---------- Data for this task ----------
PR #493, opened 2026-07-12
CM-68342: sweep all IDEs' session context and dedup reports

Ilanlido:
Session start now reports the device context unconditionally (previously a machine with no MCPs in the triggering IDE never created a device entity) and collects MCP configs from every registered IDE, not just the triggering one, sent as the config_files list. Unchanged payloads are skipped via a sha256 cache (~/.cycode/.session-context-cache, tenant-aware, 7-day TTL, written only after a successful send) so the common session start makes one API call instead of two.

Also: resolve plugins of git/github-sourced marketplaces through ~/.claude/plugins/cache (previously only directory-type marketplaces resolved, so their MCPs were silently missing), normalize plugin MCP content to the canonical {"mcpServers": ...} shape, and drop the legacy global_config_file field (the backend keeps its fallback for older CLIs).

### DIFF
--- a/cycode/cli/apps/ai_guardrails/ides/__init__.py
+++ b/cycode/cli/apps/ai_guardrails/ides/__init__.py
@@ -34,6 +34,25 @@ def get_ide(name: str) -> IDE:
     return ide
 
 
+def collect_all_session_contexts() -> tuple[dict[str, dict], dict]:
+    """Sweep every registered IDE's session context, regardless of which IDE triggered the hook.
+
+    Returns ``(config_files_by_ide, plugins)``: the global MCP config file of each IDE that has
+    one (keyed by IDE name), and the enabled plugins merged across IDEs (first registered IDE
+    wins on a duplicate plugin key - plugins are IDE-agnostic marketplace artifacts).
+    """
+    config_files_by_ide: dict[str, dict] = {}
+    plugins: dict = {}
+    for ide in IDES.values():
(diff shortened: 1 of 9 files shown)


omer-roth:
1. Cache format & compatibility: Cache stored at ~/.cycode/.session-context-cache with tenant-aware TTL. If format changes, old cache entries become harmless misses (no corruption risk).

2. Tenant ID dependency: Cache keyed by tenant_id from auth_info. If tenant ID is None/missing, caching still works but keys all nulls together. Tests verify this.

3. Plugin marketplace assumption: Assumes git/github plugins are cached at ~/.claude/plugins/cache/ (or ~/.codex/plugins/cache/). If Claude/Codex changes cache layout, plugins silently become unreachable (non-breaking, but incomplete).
----------
---------- Data for this task ----------
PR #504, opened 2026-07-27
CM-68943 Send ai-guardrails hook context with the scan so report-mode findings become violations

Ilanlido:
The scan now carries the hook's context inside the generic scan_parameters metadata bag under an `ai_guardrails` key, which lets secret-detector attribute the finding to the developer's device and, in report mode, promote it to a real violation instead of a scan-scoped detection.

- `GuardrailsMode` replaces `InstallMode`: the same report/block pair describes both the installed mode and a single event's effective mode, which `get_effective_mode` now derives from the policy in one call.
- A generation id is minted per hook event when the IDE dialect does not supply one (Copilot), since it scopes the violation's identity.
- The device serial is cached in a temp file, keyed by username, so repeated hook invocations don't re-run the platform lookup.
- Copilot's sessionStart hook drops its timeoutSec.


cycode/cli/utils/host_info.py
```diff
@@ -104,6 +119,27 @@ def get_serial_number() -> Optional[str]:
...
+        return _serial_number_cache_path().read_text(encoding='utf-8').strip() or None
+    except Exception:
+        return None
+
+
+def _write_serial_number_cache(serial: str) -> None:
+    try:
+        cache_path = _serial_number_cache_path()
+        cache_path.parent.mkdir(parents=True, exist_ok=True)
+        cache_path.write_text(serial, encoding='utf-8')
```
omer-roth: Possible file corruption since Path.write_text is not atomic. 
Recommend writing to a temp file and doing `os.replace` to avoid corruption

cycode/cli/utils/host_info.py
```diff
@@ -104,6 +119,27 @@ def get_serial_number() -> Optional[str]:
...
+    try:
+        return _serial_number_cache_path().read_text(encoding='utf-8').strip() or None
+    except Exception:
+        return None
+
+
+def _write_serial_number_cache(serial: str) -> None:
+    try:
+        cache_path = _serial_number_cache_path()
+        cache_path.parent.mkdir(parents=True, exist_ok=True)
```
----------
(Task): Beginning at the line above that contains "PR #493, opened 2026-07-12", return each line exactly through the line that contains "Session start now", and no others.

(Output of the exercise):
PR #493, opened 2026-07-12
CM-68342: sweep all IDEs' session context and dedup reports

Ilanlido:
Session start now reports the device context unconditionally (previously a machine with no MCPs in the triggering IDE never created a device entity) and collects MCP configs from every registered IDE, not just the triggering one, sent as the config_files list. Unchanged payloads are skipped via a sha256 cache (~/.cycode/.session-context-cache, tenant-aware, 7-day TTL, written only after a successful send) so the common session start makes one API call instead of two.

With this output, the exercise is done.